[ By Dawne Belloise ]
Nick Rayder is a man of many talents and disciplines, drawing from his vast experiences and challenges throughout his lifetime. He offers this thought, some of it paraphrased from Thomas Merton, to all who would seek a more joyous existence, “Appreciate that life is not a problem to solve but a gift to be opened. And remember to do some art. Art enables us to be ourselves and lose ourselves at the same time.” Born in New Jersey, New York was a major influence in his young years, but not solely because he only had to be 18 to drink in N.Y. His high school “gang of guys” would go into the Big Apple have a three-foot pizza and raise hell, he recalls.
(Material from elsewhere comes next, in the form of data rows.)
PR #2602, opened 2026-02-04
Feature/data product studio

stijn-janssens:
Please do play around with the page to see how it feels

Scherm­afbeelding 2026-02-04 om 13 42 56
Scherm­afbeelding 2026-02-04 om 13 43 05
Scherm­afbeelding 2026-02-04 om 13 43 12
Scherm­afbeelding 2026-02-04 om 13 43 20

### DIFF
--- a/frontend/src/components/layout/navbar/breadcrumbs/breadcrumbs.component.tsx
+++ b/frontend/src/components/layout/navbar/breadcrumbs/breadcrumbs.component.tsx
@@ -30,7 +30,10 @@ export const Breadcrumbs = () => {
     const { pathname } = useLocation();
     const params = useParams<DynamicPathParams>();
     const pathnames = useMemo(
-        () => (pathname === ApplicationPaths.Home ? [ApplicationPaths.Home] : pathname.split('/').filter((x) => x)),
+        () =>
+            pathname === ApplicationPaths.Home
+                ? [ApplicationPaths.Home]
+                : pathname.split('/').filter((x) => x && x !== 'output-port'),
         [pathname],
     );
     const { dataProductId = '', datasetId = '', dataOutputId = '' } = params;
@@ -62,7 +65,6 @@ export const Breadcrumbs = () => {
                 path,
                 title: pathname,
             };
-
             switch (path) {
                 case ApplicationPaths.Studio:
                     Object.assign(breadcrumbItem, {
@@ -139,7 +141,6 @@ export const Breadcrumbs = () => {
                     Object.assign(breadcrumbItem, {
                         title: '',
                     });
-
                     // Case for Data Product and Output Port
                     if (
                         dataProduct &&
@@ -148,7 +149,8 @@ export const Breadcrumbs = () => {
                     ) {
                         if (
                             isDataProductEditPage(path, dataProduct.id) ||
-                            (dataOutput && isDataOutputEditPage(path, dataOutput.id, dataProduct.id))
+                            (dataOutput && isDataOutputEditPage(path, dataOutput.id, dataProduct.id)) ||
+                            (dataset && isDatasetEditPage(path, dataset.id))
                         ) {
                             Object.assign(breadcrumbItem, {
                                 title: t('Edit'),
@@ -167,17 +169,31 @@ export const Breadcrumbs = () => {
                                     ),
                                 });
                             } else {
-                                Object.assign(breadcrumbItem, {
-                                    path: `${path}#${DataProductTabKeys.About}`,
-                                    title: (
-                                        <Typography.Text
-                                            ellipsis={{ tooltip: dataProduct.name }}
-                                            rootClassName={styles.title}
-                                        >
-                                            {dataProduct.name}
-                                        </Typography.Text>
-                                    ),
-                                });
+                                if (dataset && !isFetchingDataset && path.split('/').length === 4) {
+                                    Object.assign(breadcrumbItem, {
+                                        path: `${path}#${DatasetTabKeys.About}`,
+                                        title: (
+                                            <Typography.Text
+                                                ellipsis={{ tooltip: dataset.name }}
+                                                rootClassName={styles.title}
+                                            >
+                                                {dataset.name}
+                                            </Typography.Text>
+                                        ),
+                                    });
+                                } else {
+                                    Object.assign(breadcrumbItem, {
+                                        path: `${path}#${DataProductTabKeys.About}`,
+                                        title: (
+                                            <Typography.Text
+                                                ellipsis={{ tooltip: dataProduct.name }}
+                                                rootClassName={styles.title}
+                                            >
+                                                {dataProduct.name}
+                                            </Typography.Text>
+                                        ),
+                                    });
+                                }
                             }
                         }
                     }
--- a/frontend/src/pages/product-studio/components/output-ports-tab/output-ports-tab.component.tsx
+++ b/frontend/src/pages/product-studio/components/output-ports-tab/output-ports-tab.component.tsx
@@ -15,7 +15,7 @@ import { useCheckAccessQuery } from '@/store/features/authorization/authorizatio
 import { useGetAllDatasetsQuery, useGetUserDatasetsQuery } from '@/store/features/datasets/datasets-api-slice.ts';
 import { AuthorizationAction } from '@/types/authorization/rbac-actions';
 import type { DatasetsGetContract } from '@/types/dataset/datasets-get.contract';
-import { ApplicationPaths, createDatasetIdPath } from '@/types/navigation.ts';
+import { ApplicationPaths, createOutputPortPath } from '@/types/navigation.ts';
 import styles from './output-ports-tab.module.scss';
 import { getOutputPortTableColumns } from './output-ports-table-columns';
 
@@ -110,8 +110,8 @@ export function OutputPortsTab() {
     );
     const { data: access } = useCheckAccessQuery({ action: AuthorizationAction.GLOBAL__CREATE_DATAPRODUCT });
     const canCreateDataProduct = access?.allowed ?? false;
-    const navigateToOutputPort = (datasetId: string) => {
-        navigate(createDatasetIdPath(datasetId));
+    const navigateToOutputPort = (dataProductId: string, outputPortId: string) => {
+        navigate(createOutputPortPath(dataProductId, outputPortId));
     };
 
     const handleRoleChange = (selected: { productIds: string[]; roles: string[] }) => {
@@ -164,7 +164,7 @@ export function OutputPortsTab() {
             {/* Table */}
             <Table
                 onRow={(record) => ({
-                    onClick: () => navigateToOutputPort(record.id),
+                    onClick: () => navigateToOutputPort(record.data_product_id, record.id),
                 })}
                 columns={columns}
                 dataSource={filteredOutputPorts}
--- a/frontend/src/routes.tsx
+++ b/frontend/src/routes.tsx
@@ -75,6 +75,14 @@ const router = createBrowserRouter([
                                 path: ApplicationPaths.DataProductEdit,
                                 element: <DataProductEdit />,
                             },
+                            {
+                                path: ApplicationPaths.OutputPort,
+                                element: <Dataset />,
+                            },
+                            {
+                                path: ApplicationPaths.OutputPortEdit,
+                                element: <DatasetEdit />,
+                            },
                         ],
                     },
                     {
--- a/frontend/src/types/navigation.ts
+++ b/frontend/src/types/navigation.ts
@@ -15,6 +15,8 @@ export enum ApplicationPaths {
     DatasetEdit = '/datasets/:datasetId/edit',
     Marketplace = '/marketplace',
     MarketplaceCart = '/marketplace/cart',
+    OutputPort = '/studio/:dataProductId/output-port/:datasetId',
+    OutputPortEdit = '/studio/:dataProductId/output-port/:datasetId/edit',
     DataOutput = '/studio/:dataProductId/:dataOutputId',
     DataOutputEdit = '/studio/:dataProductId/:dataOutputId/edit',
     AuditLogs = '/audit-logs',
@@ -44,6 +46,17 @@ export function createDataOutputIdPath(
 
 export function createDatasetIdPath(datasetId: string, tabKey: DatasetTabKeys = DatasetTabKeys.About) {
     return `${ApplicationPaths.Dataset.replace(':datasetId', encodeURIComponent(datasetId))}#${tabKey}`;
+}
+
+export function createOutputPortPath(
+    dataProductId: string,
+    datasetId: string,
+    tabKey: DatasetTabKeys = DatasetTabKeys.About,
+) {
+    return `${ApplicationPaths.OutputPort.replace(':dataProductId', encodeURIComponent(dataProductId)).replace(
+        ':datasetId',
+        encodeURIComponent(datasetId),
+    )}#${tabKey}`;
 }
 
 export enum DynamicPathParams {


frontend/src/components/filters/role-filter.component.tsx
```diff
@@ -68,89 +64,40 @@ export function RoleFilter({ selectedRole, onRoleChange, mode }: RoleFilterProps
...
-                                {' > '}
-                                <span>{selectedRoleLabel}</span>
-                            </>
-                        )}
-                        <DownOutlined />
-                    </Button>
-                </Dropdown>
-            </Radio.Button>
-        </Radio.Group>
+        <Select
```
stijndehaes, line 93: What happens when we select like 5 things?

vlieven:
Functional / visual feedback:
- I would like to use a new icon to accompany the "Product Studio" label. Maybe one of `<ReconciliationOutlined />`, `<DashboardOutlined />`, `<DesktopOutlined />`, `<ProductOutlined />` can be a good candidate. Maybe @katarinamil can weigh in?
- The Output Ports tab has the column "Users", with the value "Not used". I would change this to "Consumers" and "No consumers yet".
- On the Data Products tab, it looks like the "Filter by role" selector is only functional when combined with the "My Data Products" button, correct? If find the current UI a bit unintuitive in the sense that if I'm on "All Data Products", by selecting a role, the button also switches to "My Data Products". Maybe something we could try is swapping the order, so you get ["All Data Products", "My Data Products", "Filter by role"] in the same component group, and then only showing "Filter by role" when "My Data Products" is selected?
- It's a bit strange that there is no "Create Data Output" button on the list page, although that can also be added in a follow-up PR.
- I am not sure about the added value of the "Consumes" and "Produces" columns for the "Data Product" tab.
- I would rename the "Access" column on the "Data Product" tab to "Team", and say "x members" instead of "x users". Ideally the word "user" never shows up in our application :)

frontend/src/pages/product-studio/components/data-products-tab/data-products-tab.component.tsx
```diff
@@ -0,0 +1,157 @@
...
+    const navigate = useNavigate();
+    const currentUser = useSelector(selectCurrentUser);
+
+    const [searchTerm, setSearchTerm] = useQueryState('dp-search', parseAsString.withDefault(''));
+    const [showAllProducts, setShowAllProducts] = useQueryState('dp-showAll', parseAsBoolean.withDefault(false));
+    const [selectedRoles, setSelectedRoles] = useState<string[]>([]);
+    const [selectedProductIds, setSelectedProductIds] = useState<string[]>([]);
+
+    const { data: userDataProducts = [], isFetching: isFetchingUserProducts } = useGetUserDataProductsQuery(
+        currentUser?.id || '',
```
vlieven:
```suggestion
        currentUser?.id ?? '',
```

frontend/src/pages/product-studio/components/data-products-tab/data-products-tab.component.tsx
```diff
@@ -0,0 +1,157 @@
...
+    };
+
+    return (
+        <Flex vertical gap="small">
+            {/* Search and Actions */}
+            <Flex justify="space-between" align="center">
+                <Flex gap="middle" flex={1} align="center">
+                    <Input.Search
+                        placeholder={t('Search data products by name')}
+                        value={searchTerm || ''}
```
vlieven:
```suggestion
                        value={searchTerm ?? ''}
```

frontend/src/pages/product-studio/components/data-products-tab/data-products-tab.component.tsx
```diff
@@ -0,0 +1,157 @@
...
+                rowClassName={styles.row}
+                columns={columns}
+                dataSource={filteredDataProducts}
+                pagination={{
+                    size: 'small',
+                    showTotal: (total, range) =>
+                        t('Showing {{range0}}-{{range1}} of {{total}} data products', {
+                            range0: range[0],
+                            range1: range[1],
+                            total: total,
```
vlieven:
```suggestion
                        t('Showing {{range0}}-{{range1}} of {{count}} data products', {
                            range0: range[0],
                            range1: range[1],
                            count: total,
```

frontend/src/pages/product-studio/components/output-ports-tab/output-ports-tab.component.tsx
```diff
@@ -0,0 +1,173 @@
...
+
+    const [searchTerm, setSearchTerm] = useQueryState('op-search', parseAsString.withDefault(''));
+    const [showAllPorts, setShowAllPorts] = useQueryState('op-showAll', parseAsBoolean.withDefault(false));
+    const [selectedRoles, setSelectedRoles] = useState<string[]>([]);
+    const [selectedPortIds, setSelectedPortIds] = useState<string[]>([]);
+    const [isInitialized, setIsInitialized] = useState(false);
+
+    // Fetch user's role assignments to find the Owner role
+    const { data: userDatasetRoles } = useListOutputPortRoleAssignmentsQuery(
+        { userId: currentUser?.id || '' },
```
vlieven:
```suggestion
        { userId: currentUser?.id ?? '' },
```

frontend/src/pages/product-studio/components/output-ports-tab/output-ports-tab.component.tsx
```diff
@@ -0,0 +1,173 @@
...
+
+            setSelectedRoles([ownerRoleId]);
+            setSelectedPortIds(ownerPortIds);
+        }
+
+        setIsInitialized(true);
+    }, [userDatasetRoles, isInitialized]);
+
+    const { data: userOutputPorts = [], isFetching: isFetchingUserPorts } = useGetUserDatasetsQuery(
+        currentUser?.id || '',
```
vlieven:
```suggestion
        currentUser?.id ?? '',
```

frontend/src/pages/product-studio/components/output-ports-tab/output-ports-tab.component.tsx
```diff
@@ -0,0 +1,173 @@
...
+    };
+
+    return (
+        <Flex vertical gap="small">
+            {/* Search and Filters */}
+            <Flex justify="space-between" align="center">
+                <Flex gap="middle" flex={1} align="center">
+                    <Input.Search
+                        placeholder={t('Search output ports by name or data product')}
+                        value={searchTerm || ''}
```
vlieven:
```suggestion
                        value={searchTerm ?? ''}
```

frontend/src/pages/product-studio/components/output-ports-tab/output-ports-tab.component.tsx
```diff
@@ -0,0 +1,173 @@
...
+                })}
+                columns={columns}
+                dataSource={filteredOutputPorts}
+                pagination={{
+                    size: 'small',
+                    showTotal: (total, range) =>
+                        t('Showing {{range0}}-{{range1}} of {{total}} output ports', {
+                            range0: range[0],
+                            range1: range[1],
+                            total: total,
```
vlieven:
```suggestion
                        t('Showing {{range0}}-{{range1}} of {{count}} output ports', {
                            range0: range[0],
                            range1: range[1],
                            count: total,
```

frontend/src/utils/quality-status.helper.ts
```diff
@@ -0,0 +1,53 @@
...
+            return 'Failed';
+        case 'error':
+            return 'Error';
+        case 'warning':
+            return 'Warning';
+        case 'unknown':
+        default:
+            return 'Unknown';
+    }
+};
```
vlieven, line 54: I think these need to be translated?

frontend/src/routes.tsx
```diff
@@ -71,6 +71,10 @@ const router = createBrowserRouter([
                             },
                         ],
                     },
+                    {
+                        path: ApplicationPaths.Studio,
+                        element: <Navigate to={ApplicationPaths.DataProducts} />,
```
vlieven: I think this needs to be the other way around. The old location (DataProducts) should navigate to the new one (Studio).

stijn-janssens: No, because then the child pages break. Unless we make big changes to our whole routing setup the studio URL is not used for the moment

katarinamil:
> Functional / visual feedback:
> 
> * I would like to use a new icon to accompany the "Product Studio" label. Maybe one of `<ReconciliationOutlined />`, `<DashboardOutlined />`, `<DesktopOutlined />`, `<ProductOutlined />` can be a good candidate. Maybe @katarinamil can weigh in?

icon for Product studio: I suggest (in prioritised order) ProductOutlined, ControlOutlined, ToolOutlined, BuildOutlined, AddstoreAddOutlined. 

> * The Output Ports tab has the column "Users", with the value "Not used". I would change this to "Consumers" and "No consumers yet".

Agree

> * On the Data Products tab, it looks like the "Filter by role" selector is only functional when combined with the "My Data Products" button, correct? If find the current UI a bit unintuitive in the sense that if I'm on "All Data Products", by selecting a role, the button also switches to "My Data Products". Maybe something we could try is swapping the order, so you get ["All Data Products", "My Data Products", "Filter by role"] in the same component group, and then only showing "Filter by role" when "My Data Products" is selected?

Looking at the latest screenshot the order is already changed? @stijn-janssens but I agree to show Filter only when my data products is selected, otherwise it makes no sense.

> * It's a bit strange that there is no "Create Data Output" button on the list page, although that can also be added in a follow-up PR.

I vote we redesign OP page for Producer / Consumer in a separate story, I planned brainstorm for this.

> * I am not sure about the added value of the "Consumes" and "Produces" columns for the "Data Product" tab.

Agree, what is shown seems clutter to me, but I do think in the future we should think about how to show in that overview already what is the usage of DP (OP has it, but I'd like at least some indicator for DP owner of the usage - now they need to navigate to the OP of that DP to see it).

> * I would rename the "Access" column on the "Data Product" tab to "Team", and say "x members" instead of "x users". Ideally the word "user" never shows up in our application :)

I very much agree with this.

Adding also: 
- I'd call quality Health
- All products are in Draft so I am not sure if they would not be in Draft do we show the status as Green? Would recommend that if it's not the case.
- Empty states: can you screenshot what's the empty state right now? If they chose My data products and they don't have any or All Data Products and there are no DP, could we show a "Create Data Product" button with a friendly message? or that's already the case?

frontend/src/routes.tsx
vlieven: Can't you just use the refactoring tool in your IDE for that? Rename `ApplicationPaths.DataProducts` to `ApplicationPaths.Studio`, change the string value, and then add `ApplicationPaths.DataProducts` back as fallback? IMO we should always have old stuff being backed by new stuff instead of vice-versa. Otherwise you can never get rid of legacy content

frontend/src/components/filters/role-filter.component.tsx
stijn-janssens: Scherm­afbeelding 2026-02-09 om 10 51 59

frontend/src/components/layout/navbar/breadcrumbs/breadcrumbs.component.tsx
```diff
@@ -144,7 +145,8 @@ export const Breadcrumbs = () => {
                     if (
                         dataProduct &&
                         !isFetchingDataProduct &&
-                        pathnames.includes(ApplicationPaths.DataProducts.replace('/', ''))
+                        (pathnames.includes(ApplicationPaths.DataProducts.replace('/', '')) ||
+                            pathnames.includes(ApplicationPaths.Studio.replace('/', '')))
```
vlieven: This only still needs to be Studio I think? Since Everything in DataProducts gets redirected?

frontend/src/pages/dataset/components/dataset-quality/dataset-quality.component.tsx
```diff
@@ -28,62 +20,17 @@ export function DatasetQuality({ dataProductId, datasetId }: Props) {
...
-
     return (
         <Flex vertical gap="small">
             <Typography.Title level={5}>{t('Quality Status')}</Typography.Title>
             {summary ? (
                 <Flex vertical gap="small" align="flex-start">
                     <Tag
-                        icon={getStatusIcon(summary.overall_status)}
-                        color={getStatusColor(summary.overall_status)}
+                        icon={<CustomSvgIconLoader iconComponent={getQualityStatusIcon(summary.overall_status)} />}
```
vlieven: Should the `getQualityStatusIcon()` not just return a correct `<Icon>` directly?
(I think the <CustomSvgIconLoader> should be inside the `getQualityStatusIcon`)

vlieven: Or you could even extract everything inside the <Tag> block into it's own component? That might even make more sense

frontend/src/pages/product-studio/components/data-products-tab/data-products-tab.component.tsx
```diff
@@ -0,0 +1,188 @@
...
+
+function filterDataProductsByRoles(dataProducts: DataProductsGetContract, selectedProductIds: string[]) {
+    if (!selectedProductIds.length) {
+        return dataProducts;
+    }
+
+    return dataProducts.filter((dataProduct) => {
+        return selectedProductIds.includes(dataProduct.id);
+    });
+}
```
vlieven, line 39: It's a bit confusing for me that we have `DataProductsGetContract` as an alias for something that (based on the implementation) is a list of something. Can't we have something like `DataProduct[]` as the type here? And also use that to annotate the result type.

frontend/src/pages/product-studio/components/data-products-tab/data-products-tab.component.tsx
```diff
@@ -0,0 +1,188 @@
...
+        navigate(createDataProductIdPath(dataProductId));
+    };
+
+    const handleRoleChange = (selected: { productIds: string[]; roles: string[] }) => {
+        setSelectedProductIds(selected.productIds);
+        setSelectedRoles(selected.roles);
+        // Switch to "My Data Products" when roles are selected
+        if (selected.roles.length > 0) {
+            setShowAllProducts(false);
+        }
```
vlieven: This should no longer be necessary I think?

frontend/src/pages/product-studio/components/data-products-tab/data-products-tab.component.tsx
```diff
@@ -0,0 +1,188 @@
...
+                            mode={'data_products'}
+                            selectedRoles={selectedRoles}
+                            onRoleChange={handleRoleChange}
+                        />
+                    )}
+                </Flex>
+                {filteredDataProducts.length > 0 && createButton}
+            </Flex>
+
+            {/* Pending Requests Section */}
```
vlieven:
```suggestion
```

frontend/src/pages/product-studio/components/data-products-tab/data-products-tab.component.tsx
```diff
@@ -0,0 +1,188 @@
...
+
+            {/* Table */}
+            <Table<DataProductsGetContract[0]>
```
vlieven, line 138: Would something like this not be more clear?

```suggestion
            <Table<DataProduct>>
```

frontend/src/pages/product-studio/components/output-ports-tab/output-ports-tab.component.tsx
```diff
@@ -0,0 +1,213 @@
...
+        navigate(createDatasetIdPath(datasetId));
+    };
+
+    const handleRoleChange = (selected: { productIds: string[]; roles: string[] }) => {
+        setSelectedPortIds(selected.productIds);
+        setSelectedRoles(selected.roles);
+        // Switch to "My Output Ports" when roles are selected
+        if (selected.roles.length > 0) {
+            setShowAllPorts(false);
+        }
```
vlieven: Also here I think this is not needed anymore?

frontend/src/pages/product-studio/components/data-products-tab/data-products-tab.component.tsx
stijn-janssens: I propose to leave this like this for this PR. This should and shall be tackled when we migrate the frontend to v2 and generate all of the types. These are still the old types where sequences of products can be comprised of random shenanigans. Fine for you? If not I change it here but I feel it is not part of this change.

frontend/src/pages/product-studio/components/data-products-tab/data-products-tab.component.tsx
stijn-janssens: It would be more clear but it is not the same logic :P The product**s** get call returns some calculated fields which are needed in the columns. And the table has as row type a single entry of the get**s** call. Makes sense?

frontend/src/types/navigation.ts
```diff
@@ -4,18 +4,21 @@ import { TabKeys as DatasetTabKeys } from '@/pages/dataset/components/dataset-ta
...
+    DataProductNew = '/studio/new',
+    DataProductEdit = '/studio/:dataProductId/edit',
     Datasets = '/datasets',
     Dataset = '/datasets/:datasetId',
     DatasetEdit = '/datasets/:datasetId/edit',
     Marketplace = '/marketplace',
     MarketplaceCart = '/marketplace/cart',
-    DataOutput = '/data-products/:dataProductId/:dataOutputId',
-    DataOutputEdit = '/data-products/:dataProductId/:dataOutputId/edit',
+    OutputPort = '/studio/:dataProductId/output-port/:datasetId',
```
stijn-janssens, line 18: I added these new "product studio output port" routes.
For now I only navigate there directly from within the product studio. Other output ports still navigate to the marketplace.
This can be followed up in a next PR or when we design the new Producer view for output ports

nclaeys (approved):

frontend/src/pages/product-studio/components/data-products-tab/data-products-tab.component.tsx
vlieven: Ok, fine for me to leave it like it is for now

While he was still in high school, Nick’s grandparents sent him to barber college in New York’s Bowery to enable him to have an employable skill. “My high school academics were very poor and I ended up flunking out,” he says, but he put his barber license to use, working with his maternal Italian uncles who were all barbers. While he was in the Bowery, Nick spent a lot of time interviewing Bowery bums, many of whom, he determined, were very intelligent. “All the derelicts drank Sneaky Pete, a chemical drink that would sneak up on you and make you feel good. They’d beg on the streets, they’d clean your car windows, and I couldn’t understand how they ended up sleeping on the streets, or why they ended up ruining their lives,” he says, and it intrigued him. “I became interested in psychology.”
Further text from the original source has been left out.